At one time, Fastovsky says, music nearly became his career. At a crossroads as a senior biology major at Reed College in Portland, Ore., he says, “I wrote myself a list of three categories — what I was interested in, what I was good at, and what I thought would be acceptable.” Those did not necessarily overlap, as in the case of music, he adds. “I was interested in music and was good at it, but I wasn’t sure I wanted to live the life of a musician.”

Paleontology was also on that list, Fastovsky says, “but I knew nothing about it.” Like every other kid, he says, he was interested in dinosaurs, particularly after reading the book All About Dinosaurs by Roy Chapman Andrews, an Indiana Jones-type adventurer and dinosaur hunter who battled bandits in the Gobi Desert in the 1920s. Reed College, however, offered no courses in geology or paleontology. Still undecided about his future career, he went on to graduate school in biochemistry at the University of Illinois, and “lasted for about 10 minutes there,” he says.

Fortuitously, at around that time, he says, paleontologist Robert Bakker published a groundbreaking article titled “Dinosaur Renaissance,” which asserted that dinosaurs were warm-blooded. The article, Fastovsky says, led him to revisit his earlier career analysis and decide to hunt dinosaurs.

With this new plan in mind, Fastovsky applied and was accepted to the paleontology program at the University of California in Berkeley. He quickly learned to handle fossils, and took his first geology course, with mineralogist Hans Rudolph Venk. That class, Fastovsky says, helped him begin to recognize how important sedimentology is to understanding the past events that surround fossils.

Paleontologists often come from biological and zoological backgrounds, but geology is necessary to answer some basic questions, he says. “You can’t make any statement about the distribution of dinosaurs in space or time until you understand the distribution of rocks in space or time.”

Graduating with a master’s from Berkeley in 1982, Fastovsky moved on to doctoral work with sedimentologist Robert H. Dott Jr. at the University of Wisconsin in Madison, and went to work on the sediments at Hell Creek, where paleontologist William Clemens was excavating Tyrannosaurus rex fossils. “I watched them collect dinosaurs, and thought — these people really need some help with their sedimentology,” Fastovsky says.

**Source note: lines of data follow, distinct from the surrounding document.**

PR #1098, opened 2025-03-07
Fix evaluation of $size for array

Rodrigodd:
Addresses #1094 

The solution is very ad-hoc. A better solution would be to move `$size` implementation from `ExprEval::size` to where `$high` and `$low` are evaluated, but that section of code is also unused, untested and very likely broken. See https://github.com/chipsalliance/UHDM/issues/1094#issuecomment-2705321758 for more details.

### DIFF
--- a/templates/ExprEval.cpp
+++ b/templates/ExprEval.cpp
@@ -1272,7 +1272,9 @@ uint64_t ExprEval::size(const any *ts, bool &invalidValue, const any *inst,
     case UHDM_OBJECT_TYPE::uhdmarray_typespec: {
       array_typespec *lts = (array_typespec *)ts;
       ranges = lts->Ranges();
-      if (const ref_typespec *rt = lts->Elem_typespec()) {
+      if (!full) {
+        bits = 1;
+      } else if (const ref_typespec *rt = lts->Elem_typespec()) {
         bits = size(rt->Actual_typespec(), invalidValue, inst, pexpr, full);
       }
       break;


alaindargelas:
Running workflow

alaindargelas:
@Rodrigodd did you check the Surelog regression with this change?
I pulled the last 3 PRs in UHDM in Surelog, and one of them is the culprit:
https://github.com/chipsalliance/Surelog/pull/4026

Rodrigodd:
@alaindargelas I believe I did, I even add the following tests to Surelog. But maybe I didn't run the right command, or my repository was too dirty. I will run them again on a clean repo to see.

```
$ cat tests/SystemCallSize/dut.sv                                                               0.01s
module top();

logic [3:0] a[1:0];
logic b[$bits(a)-1:0];

logic c[$size(a)-1:0];
logic d[$high(a)-$low(a):0];

endmodule
```
```
$ cat tests/SystemCallSize/SystemCallSize.sl
-parse -d uhdm -d coveruhdm -elabuhdm -d ast dut.sv -nobuiltin
```

alaindargelas:
@Rodrigodd , can you submit a PR in Surelog with your new test (I didn't see a PR) and the UHDM tag update that correspond to your change?
Thanks

Rodrigodd:
@alaindargelas I will submit a PR on monday with the test case. I can rebase it later if you decide it is better to merge to other PRs before that one.

PR #1099, opened 2025-03-19
CI: Update ubuntu to 24.04

hzeller:


hzeller:
... but now that we talked about Ubuntu upgrade on the Surelog side: looks like UHDM CI is in need of an update as well.

PR #1096, opened 2025-02-28
chipsalliance/UHDM#1095: Get implementation of UhdmListener & VpiListener in sync

hs-apotell:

He also saw an opportunity to put his sedimentology background to work after Walter Alvarez proposed in 1980 that an asteroid impact might have triggered the dinosaur extinctions at the end of the Cretaceous, 65 million years ago. To study the extinction rate, Fastovsky says, he and Sheehan organized an effort of volunteers and other researchers to collect fossils and examine the sediments at the Hell Creek Formation in a large-scale statistically significant way. They wanted to “back out of the sediments” to determine whether the dinosaurs went extinct suddenly.

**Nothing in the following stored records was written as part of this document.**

PR #1104, opened 2025-05-04
Adding standard UHDM packaging and utility module

dpetrisko:
Hello!

This PR modifies the python packaging flow to a more standard sdist based approach
(https://stackoverflow.com/questions/29232614/build-a-python-package-with-setup-py-in-cmake). This makes it a lot easier to add more functionality to the package. As an example, I also added a generator wrapper to the util package so that you can replace

```
module_iterator = uhdm.vpi_iterate(uhdm.uhdmallModules,data[0])
while(True):
   vpiObj_module = uhdm.vpi_scan(module_iterator)
   if vpiObj_module is None:
       break
   # stuff
```

with 

```
for vpiObj_module in util.vpi_iterate_gen(uhdm.uhdmallModules,data[0]):
   # stuff
```

which cleans up recursive exploration a lot. My plan is to rewrite the uhdm-hier and uhdm-dump utilities in python to demo how to use them, but I'll make a separate PR for this. Let me know if there's anything you need from me. Thanks!


python/tests/test_module.py
```diff
@@ -19,6 +19,17 @@ def test_module(self):
 
         self.assertEqual(set(result),set(["module2","module1"]))
 
+    def test_generator(self):
+        result = []
+
+        s = uhdm.Serializer()
+
+        data = uhdm.buildTestDesign(s)
```
Thomasb81, line 27: If you have an better idea that to use a build-in fake design to non-regress because it appears to be not very representative of data that can be present in uhdm...

Thomasb81: > My plan is to rewrite the uhdm-hier and uhdm-dump utilities in python to demo how to use them

That would be excellent !

timkpaine:
I would consider doing it differently, and honestly its easy enough as its own repo: https://github.com/dau-dev/uhdm-pypi

alaindargelas (approved):

alaindargelas (changes requested):
Actions failed on the python dist step.

dpetrisko:
Took a look at the logs, seems like it was a missing pip dependency. BTW is there a way to run these checks locally?

dpetrisko:
```
D:\a\_temp\msys64\usr\bin\cmake.exe
cmake version 4.0.1
...
CMake Error at third_party/capnproto/CMakeLists.txt:1 (cmake_minimum_required):
  Compatibility with CMake < 3.5 has been removed from CMake.

  Update the VERSION argument <min> value.  Or, use the <min>...<max> syntax
  to tell CMake that the project requires at least <min> but has been updated
  to work with policies introduced by <max> or earlier.

  Or, add -DCMAKE_POLICY_VERSION_MINIMUM=3.5 to try configuring anyway.


-- Configuring incomplete, errors occurred!
```

Very weird, it looks like it's picking up the wrong cmake? Or there's a bug with cmake 4 detection with minimum 3.4?

PR #1154, opened 2026-09-13
ExprEval: nested function calls whose formals share a name recursed until the stack was exhausted

alaindargelas:
## Summary
`outer(inner(x))` with both formals named `g` and **non-constant** actuals crashed Surelog (SIGSEGV, infinite `getValue -> reduceExpr -> getValue`): `evalFunc` reduced the outer argument `inner(x)` to inner's partially reduced body `{g[0], g[1]}` and bound it to outer's `g` **by name**, so `g` in the outer body reduced to an expression containing `g`. OpenTitan `aes_sbox_dom` hits it on `aes_scale_omega2_gf2p2(aes_square_gf2p2(a ^ b))` — every masked DOM S-box (aes_sub_bytes with its default `SecSBoxImpl = SBoxImplDom`).

- `evalFunc`: a non-constant reduced argument that still references one of the function's own formals cannot be bound by name → `invalidValue` (the call is simply not a compile-time value; elaboration keeps the call).
- `reduceExpr`: a thread-local depth guard (1024) turns any remaining self-referential reduction into `invalidValue` instead of a crash.

```systemverilog
package p; function automatic logic [1:0] outer(logic [1:0] g); return {g[0], g[1] ^ g[0]}; endfunction
           function automatic logic [1:0] inner(logic [1:0] g); return {g[0], g[1]}; endfunction endpackage
module m (input logic [1:0] a, b, output logic [1:0] x); import p::*; assign x = outer(inner(a ^ b)); endmodule
```
Renaming inner's formal avoided it; with the fix both spellings elaborate and yosys (read_uhdm) evaluates `x` correctly.

## Test plan
Surelog regression with this UHDM: running now, result posted below. Surelog test `tests/NestedFuncSameFormal` follows in the Surelog bump PR.

🤖 Generated with [Claude Code](https://claude.com/claude-code)

https://claude.ai/code/session_01XshwvRJtjR5dA48M4b1CLM


alaindargelas:
Narrowed the evalFunc refusal to arguments that are an operation / select / call referencing one of the callee's formals; a **bare** ref_obj to a same-named formal keeps the historical path (getValue returns the param_assign Rhs without re-reducing it, so it never looped, and the typespec annotations evalFunc leaves on the body stay as before).

Surelog regression with this UHDM: 795 tests, **0 FAIL / 0 SEGFLT**; 9 goldens change — 5 only in the UHDM object-count statistics (fewer temporary objects since refused calls no longer build a scope), 4 (FuncArgs, FuncStruct, PackFuncParent, StringRange) lose a `vpiTypespec` annotation on an argument expression of a call that cannot be constant-evaluated anyway (recursive `pow_a(base, exp - 1)` with unbound `exp`). The refreshed goldens + `tests/NestedFuncSameFormal` come with the Surelog bump PR. The OpenTitan masked DOM S-box (`aes_sub_bytes`) now elaborates, proves equivalent vs read_slang and co-simulates clean.

alaindargelas:
Full Surelog regression with the narrowed fix: **795 tests, 0 FAIL / 0 SEGFLT / 0 DIFF** after refreshing 14 goldens. Two of them turned out to be silent crashes of the same recursion: the `Rggen` and `Earlgrey_Verilator_01_05_21` goldens ended at "Creating UHDM Model..." with no summary (the process had died there); both now run to completion (`[  FATAL] : 0 … [  ERROR] : 0`). The other refreshed goldens change only in object-count statistics or lose a vpiTypespec annotation on a non-evaluable recursive-call argument.

PR #918, opened 2026-03-20
Fix property path codegen for resource options

iwahbe:
The dotnet codegen was missing `AdditionalSecretOutputs` support entirely, and was incorrectly applying C# keyword escaping to property path strings in `IgnoreChanges`, `HideDiffs`, and `ReplaceOnChanges` (e.g. `"value"` became `"@value"`). Property paths are string contents, not C# identifiers, so they should not be escaped.

Fix by extracting the raw path from `ResourceProperty` traversals instead of formatting through `GenScopeTraversalExpression` (which calls `makeValidIdentifier`). Also updates the pulumi submodule and go.mod to pick up pulumi/pulumi#22302 which types `additionalSecretOutputs` as `ResourcePropertyType`.

Unskips: `l2-resource-option-additional-secret-outputs`, `l2-resource-option-ignore-changes`, `l2-resource-option-delete-before-replace`, `l2-resource-option-hide-diffs`.


iwahbe:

“You’re never going to be able to demonstrate that dinosaurs were killed by an asteroid — you can’t find bits of asteroid in their teeth or stuck in their eye sockets,” Fastovsky says. “So you have to reconstruct it by other means,” such as determining whether dinosaurs’ species diversity suffered a sudden decline. Fastovsky has continued to examine this question throughout his career, collecting sedimentological and fossil evidence that he says shows that dinosaur diversity reached a high point at the end of the Cretaceous and suddenly decreased — pointing to a rapid extinction.

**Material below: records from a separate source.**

PR #962, opened 2026-04-10
Fix l1-output-null

iwahbe:
Use explicit `new object?[]` instead of `new[]` when array elements include null literals, since C# cannot infer the element type from `new[] { null }`.


pulumi-language-dotnet/codegen/gen_program_expressions.go
```diff
@@ -1269,7 +1282,13 @@ func (g *generator) GenTupleConsExpression(w io.Writer, expr *model.TupleConsExp
 			// because list of a union is mapped to InputList<object>
 			// which means new[] will not work because type-inference won't
 			// know the type of the array beforehand
-			g.Fgenf(w, "%s", g.listInitializer)
+			if g.listInitializer == "new[]" && g.hasNoneTypeElement(expr) {
+				// When elements include null, C# cannot infer the array element type
+				// from `new[] { null }`, so we must use an explicit type.
+				g.Fgen(w, "new object?[]")
```
Frassle, line 1288: Don't we need the list type? `object?` won't always match the destination type will it

Frassle (approved):

Frassle:
This at least unblocks a test, we can add more checks later

iwahbe:
> This at least unblocks a test, we can add more checks later

I'll see how far Claude can get. If it makes real progress, we can review that. Otherwise we can merge as is.

iwahbe:
Claude hasn't made much progress. We can revisit if a user hits this or if it we add a more specific test.

PR #971, opened 2026-04-20
add --run-progam to up in autoapi

jkerken:
Add missing --run-progam to up in automation api


Frassle (approved):
lgtm

Frassle:
xml docs need re-generating and commit. A `dotnet build` should re-gen it.

iwahbe:
We are switching to generating the Automation API, starting with https://github.com/pulumi/pulumi-dotnet/pull/1036. That will resolve this problem.

PR #981, opened 2026-04-29
Fix l1-output-null test

Frassle:
Adds `output?` to array initialisers if there are any nulls.


iwahbe (approved):
Huh, Java had the same bug.

iwahbe:
Isn't this the same as https://github.com/pulumi/pulumi-dotnet/pull/962? Does https://github.com/pulumi/pulumi-dotnet/pull/962#discussion_r3116284776 not apply equally?

Frassle:
Yes :( too much clauding trying to get through these skipped test

PR #983, opened 2026-05-04
upgrade opentelemetry package

### LINKED ISSUE #985: OpenTelemetry.Api 1.9.0 dependency flagged for CVE-2026-40894
The `Pulumi` NuGet package (3.105.0) transitively pulls in `OpenTelemetry.Api` 1.9.0 via the `OpenTelemetry` 1.9.0 reference in `sdk/Pulumi/Pulumi.csproj`, which is flagged by [CVE-2026-40894](https://nvd.nist.gov/vuln/detail/CVE-2026-40894) / [GHSA-g94r-2vxg-569j](https://github.com/open-telemetry/opentelemetry-dotnet/security/advisories/GHSA-g94r-2vxg-569j) (CVSS 5.3, fixed in 1.15.3). We should update this dependency for security reasons.

tgummerer:
The version we're currently using is flagged for a security vulnerability.  Upgrade the package to resolve that.

Fixes https://github.com/pulumi/pulumi-dotnet/issues/985


iwahbe (approved):

sdk/Pulumi.Tests/Pulumi.Tests.csproj
```diff
@@ -17,6 +17,30 @@
     <PackageReference Include="xunit.runner.visualstudio" Version="2.8.2" />
   </ItemGroup>
 
+  <!--
```
Frassle: This feels worrying. Is every customer on net8 going to need to do the same?

tgummerer: Yeah so this was something claude tried, but it didn't work out anyway.  I wanted to try to avoid bumping our target framework to net8.0, but I think it will be necessary, but then we don't need this change.

tgummerer:
I think this needs a re-review by someone that knows dotnet a bit better than me.  I *think* we actually need to bump the target framework to `net8.0`, to avoid a dependency mess, at least claude couldn't figure out a better solution (and I'm not smarter than it with dotnet, that's for sure).  

We'll need to make sure there's not going to be too much of a fallout for @pulumi/providers before we merge this, but I guess this issue kind of forces our hand in doing the upgrade eventually.

sdk/Pulumi.Automation/Events/GrpcEventWatcher.cs
```diff
@@ -105,7 +105,7 @@ public GrpcEventWatcher(Action<EngineEvent> onEvent, CancellationToken cancellat
                 }
             }, cancellationToken);
 
-            _ = _portTcs.Task.Wait(TimeSpan.FromSeconds(10));
+            _ = _portTcs.Task.Wait(TimeSpan.FromSeconds(10), CancellationToken.None);
```
Frassle: Shouldn't this take cancellationToken?

tgummerer: Good catch, yeah it probably should, thanks!

Frassle (approved):

Frassle:
Also lets add a changelog that we're updating to 8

Now in the geology department of the University of Rhode Island, he has also continued to carve out a niche for himself as a sedimentologist studying mass extinctions — a field in which he nearly stands alone, Sheehan says. “He’s a very dynamic teacher, and it carries over into his research.” Recently completing a five-year tenure as science editor at Geology, Fastovsky also received a 2006 Distinguished Service Award in August from the Geological Society of America.

“I feel like I’m lucky — I get to work on dinosaurs, create environments for them, reconstruct ancient worlds,” Fastovsky says. His latest research will take him back to Mexico, where he’ll work with paleontologists at UNAM to reconstruct the paleoenvironment in which the oldest hadrosaurs in the region once lived. And chances are, he’ll bring along his field viola, too.